PR #6432, opened 2024-02-19
feat(regions): Add support for updating countries in a region

sradevski:
**What**
Add missing support for updating countries on the POST /admin/regions/:id route.
Furthermore, the PR refactors how the normalization and validation was handled in both create and update scenarios.
Finally, the PR adds a unique index on the country entity, which ensures at the DB level that we cannot have a duplicate country in the DB for a single region.


integration-tests/plugins/__tests__/regions/admin/regions.spec.ts
```diff
@@ -63,14 +65,21 @@ describe("Regions - Admin", () => {
         id: created.data.region.id,
         name: "Test Region",
         currency_code: "usd",
+        metadata: { foo: "bar" },
       })
     )
+    expect(created.data.region.countries.map((c) => c.iso_2).sort()).toEqual([
```
adrien2p: comment: eventually you can also use arrayContaining to not have to sort. but I am fine with it

packages/region/src/services/region-module.ts
```diff
@@ -117,78 +115,31 @@ export default class RegionModuleService<
...
-      {},
-      sharedContext
-    )
-
-    const countriesInDb = await this.countryService_.list(
-      { iso_2: data.map((d) => d.countries).flat() },
-      { select: ["iso_2", "region_id"] },
-      sharedContext
-    )
+    let normalizedInput = this.normalizeInput(data)
```
adrien2p: nit: when a function doesnt rely on anything from the class context, I would say it could be a private static method on the class as an internal util.

packages/region/src/services/region-module.ts
```diff
@@ -223,37 +183,167 @@ export default class RegionModuleService<
...
+        ...region,
+        currency_code: region.currency_code?.toLowerCase(),
+        name: region.name?.trim(),
+        countries: region.countries?.map((country) => country.toLowerCase()),
       })
+    )
+  }
 
-      result = await this.regionService_.update(toUpdate, sharedContext)
+  @InjectTransactionManager("baseRepository_")
```
adrien2p: todo: you can probably rm the decorator here and rely on the shared context provided. Also, when using those decorator, you should apply @MedusaContext on the sharedContext argument

packages/region/src/services/region-module.ts
```diff
@@ -117,78 +115,31 @@ export default class RegionModuleService<
...
+      ),
+      this.validateCountries(
+        normalizedInput.map((r) => r.countries ?? []).flat(),
+        sharedContext
+      ),
+    ] as const
+
+    // Assign the full country object so the ORM updates the relationship
+    const [, dbCountries] = await Promise.all(validations)
+    const dbCountriesMap = asMap(dbCountries, "iso_2")
```
adrien2p: suggestion: we could create an inline map here wdyt? not sure the util is very useful
```ts
const dbCountriesMap = new Map(dbCountries.map(d => [d.id, d]))
```

packages/region/src/services/region-module.ts
```diff
@@ -208,11 +159,20 @@ export default class RegionModuleService<
...
+    const updateResult = await this.update_(
+      idOrSelectorOrData,
+      data,
+      sharedContext
+    )
+    const resultWithRelations = await this.regionService_.list(
+      { id: updateResult.map((r) => r.id) },
+      { relations: ["currency", "countries"] },
+      sharedContext
+    )
```
adrien2p: suggestion: wouldn't it be better to let the consumer decide on that? I mean the consumer could list or retrieve after updating the region. He will be the one knowing if he needs to retrive the region and if he needs the relations. that way it will remove some queries that could be unnecessary

packages/region/src/services/region-module.ts
```diff
@@ -223,37 +183,167 @@ export default class RegionModuleService<
...
+
+    // If countries are being updated for a region, first make previously set countries' region to null to get to a clean slate.
+    // Somewhat less efficient, but region operations will be very rare, so it is better to go with a simple solution
+    await this.countryService_.update(
+      {
+        selector: {
+          region_id: normalizedInput
+            .filter((region) => !!region.countries)
+            .map((region) => region.id)
+            .flat(),
```
adrien2p: todo: extract outside plus add an if, if the filter result in 0 items, then we will have an empty array here

packages/region/src/services/region-module.ts
```diff
@@ -223,37 +183,167 @@ export default class RegionModuleService<
...
+      throw new MedusaError(
+        MedusaError.Types.INVALID_DATA,
+        `Currencies with codes: "${missingCurrencies.join(
+          ", "
+        )}" were not found`
+      )
+    }
+  }
+
+  @InjectTransactionManager("baseRepository_")
```
adrien2p: todo: same as previous

packages/region/src/services/region-module.ts
```diff
@@ -223,37 +183,167 @@ export default class RegionModuleService<
...
+  }
 
-      result = await this.regionService_.update(toUpdate, sharedContext)
+  @InjectTransactionManager("baseRepository_")
+  private async validateCurrencies(
+    currencyCodes: (string | undefined)[] | undefined,
+    sharedContext: Context
+  ): Promise<void> {
+    const normalizedCurrencyCodes = currencyCodes
+      ?.filter((c) => c !== undefined)
```
adrien2p, line 264: todo: here null will go to the map step. 
```ts
currencyCodes
      ?.filter((c) => !!c)
      .map(c => c.toLowerCase()
```

packages/region/src/services/region-module.ts
```diff
@@ -223,37 +183,167 @@ export default class RegionModuleService<
...
+      .map((c) => c!.toLowerCase())
+
+    if (!normalizedCurrencyCodes || !normalizedCurrencyCodes.length) {
```
adrien2p:
```suggestion
    if (!normalizedCurrencyCodes?.length) {
```

packages/region/src/services/region-module.ts
```diff
@@ -223,37 +183,167 @@ export default class RegionModuleService<
...
+      )
+    }
+  }
+
+  @InjectTransactionManager("baseRepository_")
+  private async validateCountries(
+    countries: string[] | undefined,
+    sharedContext: Context
+  ): Promise<TCountry[]> {
+    if (!countries || !countries.length) {
```
adrien2p:
```suggestion
    if (!countries?.length) {
```

packages/region/src/services/region-module.ts
```diff
@@ -325,3 +415,35 @@ export default class RegionModuleService<
...
 }
+
+// microORM complains if undefined fields are present in the passed data object
+const removeUndefined = <T extends Record<string, any>>(obj: T): T => {
+  return Object.fromEntries(
+    Object.entries(obj).filter(([_, v]) => v !== undefined)
+  ) as T
+}
+
+const asMap = <T extends Record<string, any>>(
```
adrien2p: suggestion: rm not sure it is necessary as creating a Map object is equivalent and one liner

integration-tests/plugins/__tests__/regions/admin/regions.spec.ts
sradevski: @adrien2p as we talked on Oli's PR, I'd prefer if we have deterministic sorting as part of the internal service, so we don't even need to do the sorting.

packages/region/src/services/region-module.ts
sradevski: Yup agreed, will do it now.

packages/region/src/services/region-module.ts
sradevski: Yeah I agree, I actually didn't know new Map takes a tuple 👍

packages/region/src/services/region-module.ts
sradevski: @adrien2p well I think it really depends on the use-case. In this case, calling `Create` will always return the countries (somewhat by coincidence), and I think updates should map a similar behavior.

This is really up to us to define what should the heuristics be for each module, and follow them everywhere. I just went with this as it seemed more intuitive and simpler for consumers, but we can discuss it later.

packages/region/src/services/region-module.ts
sradevski: Good point, we can avoid a DB request 👍

packages/region/src/services/region-module.ts
sradevski: Ah good catch, I moved the checks around and didn't refactor 👍

packages/region/src/services/region-module.ts
sradevski: Well actually I was trying to handle the scenario where someone passes an empty string, for example. If they do, the validation below will catch it, but if we filter it out, it won't, so checking undefined only is better.

packages/region/src/services/region-module.ts
adrien2p: so far we have let the populate: true manage the behaviour and later we will look into it deeper but at least it is centralised. So I would say we could rm this part

packages/region/src/migrations/UpdateUniqueIndexCountry20240216151707.ts
```diff
@@ -0,0 +1,15 @@
+import { Migration } from '@mikro-orm/migrations';
```
olivermrbl: nit: Include this in the existing migration. As long as the modules are not released, we should add, modify or delete from a single migration file to not have redundant migrations when they are published

packages/region/src/services/region-module.ts
olivermrbl: And we do this because we want to throw when empty strings are passed, because that is, in fact, invalid data?

packages/region/src/services/region-module.ts
```diff
@@ -325,3 +420,25 @@ export default class RegionModuleService<
     }
   }
 }
+
+// microORM complains if undefined fields are present in the passed data object
+const removeUndefined = <T extends Record<string, any>>(obj: T): T => {
```
olivermrbl, line 418: question: Don't we have one in `@medusajs/utils`? If not, we should move it there for reusability purposes

packages/region/src/services/region-module.ts
```diff
@@ -325,3 +420,25 @@ export default class RegionModuleService<
...
+  return Object.fromEntries(
+    Object.entries(obj).filter(([_, v]) => v !== undefined)
+  ) as T
+}
+
+const getDuplicateEntries = (collection: string[]): string[] => {
```
olivermrbl, line 424: Same for this one

packages/region/src/services/region-module.ts
olivermrbl: For the sake of convention, I am also leaning toward using `populate: true`, but I don't find it blocking for the PR

packages/region/src/migrations/UpdateUniqueIndexCountry20240216151707.ts
sradevski: @olivermrbl got it, I assumed we actually don't want to do that, but it makes sense 👍

packages/region/src/services/region-module.ts
sradevski: Yeah I've taken a note to do it, but I wouldn't do it as part of this PR.

olivermrbl: Fine with me!

packages/region/src/services/region-module.ts
sradevski: Same, I'll do it in a follow-up PR

packages/region/src/services/region-module.ts
sradevski: Yes exactly @olivermrbl

integration-tests/plugins/__tests__/regions/admin/regions.spec.ts
adrien2p: todo: can you rm the sorting everywhere as it is by default on the relation. Normally the default sql sorting should be enough

packages/region/src/services/region-module.ts
```diff
@@ -223,37 +178,171 @@ export default class RegionModuleService<
...
+    normalizedInput = RegionModuleService.normalizeInput(normalizedInput)
+
+    // If countries are being updated for a region, first make previously set countries' region to null to get to a clean slate.
+    // Somewhat less efficient, but region operations will be very rare, so it is better to go with a simple solution
+    const regionsWithCountryUpdate = normalizedInput
+      .filter((region) => !!region.countries)
+      .map((region) => region.id)
+      .flat()
+
+    if (regionsWithCountryUpdate.length > 0) {
```
adrien2p: nit: checking > 0 is not necessary, 0 will be considered as false and otherwise true. But I am fine keeping it

packages/region/src/services/region-module.ts
```diff
@@ -223,37 +178,171 @@ export default class RegionModuleService<
...
+        sharedContext
+      ),
+      this.validateCountries(
+        normalizedInput.map((d) => d.countries ?? []).flat(),
+        sharedContext
+      ),
+    ] as const
+
+    // Assign the full country object so the ORM updates the relationship
+    const [, dbCountries] = await Promise.all(validations)
```
adrien2p: todo: use the `promiseAll` util instead of promise.all, it is not a problem here but just by convention. It happened that using promise.all was breaking the promise chain when one of the promise failed and therefore it was breaking the rollback chain

packages/region/src/services/region-module.ts
```diff
@@ -223,37 +178,171 @@ export default class RegionModuleService<
...
+        currency_code: region.currency_code?.toLowerCase(),
+        name: region.name?.trim(),
+        countries: region.countries?.map((country) => country.toLowerCase()),
+      })
+    )
+  }
+
+  private async validateCurrencies(
+    currencyCodes: (string | undefined)[] | undefined,
+    @MedusaContext() sharedContext: Context
```
adrien2p: todo: rm the decorator in the method where the Inject* is not used

packages/region/src/services/region-module.ts
```diff
@@ -325,3 +414,25 @@ export default class RegionModuleService<
     }
   }
 }
+
+// microORM complains if undefined fields are present in the passed data object
+const removeUndefined = <T extends Record<string, any>>(obj: T): T => {
```
adrien2p, line 418: maybe just put a todo here in order to not forget just in case 👍

adrien2p (approved):
LGTM 🔥 few comments

packages/region/src/services/region-module.ts
sradevski: @adrien2p I have a todo in my notion, no worries :) Once it's merged I'll open a PR to clean it up

packages/region/src/services/region-module.ts
sradevski: No I think it's fine without it, I'm just so used to typing it in golang 😄

packages/region/src/services/region-module.ts
adrien2p: 🚀

integration-tests/plugins/__tests__/regions/admin/regions.spec.ts
adrien2p: @sradevski could you remove the sort in all the files please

◇ ◇ ◇ ◇ ◇

• WORK REQUIRED:
Would you print, exactly as written, every line above from the one holding "sradevski: Well actually" through the one holding "olivermrbl: For the", with both included and no other lines?

• ANSWER SECTION:
sradevski: Well actually I was trying to handle the scenario where someone passes an empty string, for example. If they do, the validation below will catch it, but if we filter it out, it won't, so checking undefined only is better.

packages/region/src/services/region-module.ts
adrien2p: so far we have let the populate: true manage the behaviour and later we will look into it deeper but at least it is centralised. So I would say we could rm this part

packages/region/src/migrations/UpdateUniqueIndexCountry20240216151707.ts
```diff
@@ -0,0 +1,15 @@
+import { Migration } from '@mikro-orm/migrations';
```
olivermrbl: nit: Include this in the existing migration. As long as the modules are not released, we should add, modify or delete from a single migration file to not have redundant migrations when they are published

packages/region/src/services/region-module.ts
olivermrbl: And we do this because we want to throw when empty strings are passed, because that is, in fact, invalid data?

packages/region/src/services/region-module.ts
```diff
@@ -325,3 +420,25 @@ export default class RegionModuleService<
     }
   }
 }
+
+// microORM complains if undefined fields are present in the passed data object
+const removeUndefined = <T extends Record<string, any>>(obj: T): T => {
```
olivermrbl, line 418: question: Don't we have one in `@medusajs/utils`? If not, we should move it there for reusability purposes

packages/region/src/services/region-module.ts
```diff
@@ -325,3 +420,25 @@ export default class RegionModuleService<
...
+  return Object.fromEntries(
+    Object.entries(obj).filter(([_, v]) => v !== undefined)
+  ) as T
+}
+
+const getDuplicateEntries = (collection: string[]): string[] => {
```
olivermrbl, line 424: Same for this one

packages/region/src/services/region-module.ts
olivermrbl: For the sake of convention, I am also leaning toward using `populate: true`, but I don't find it blocking for the PR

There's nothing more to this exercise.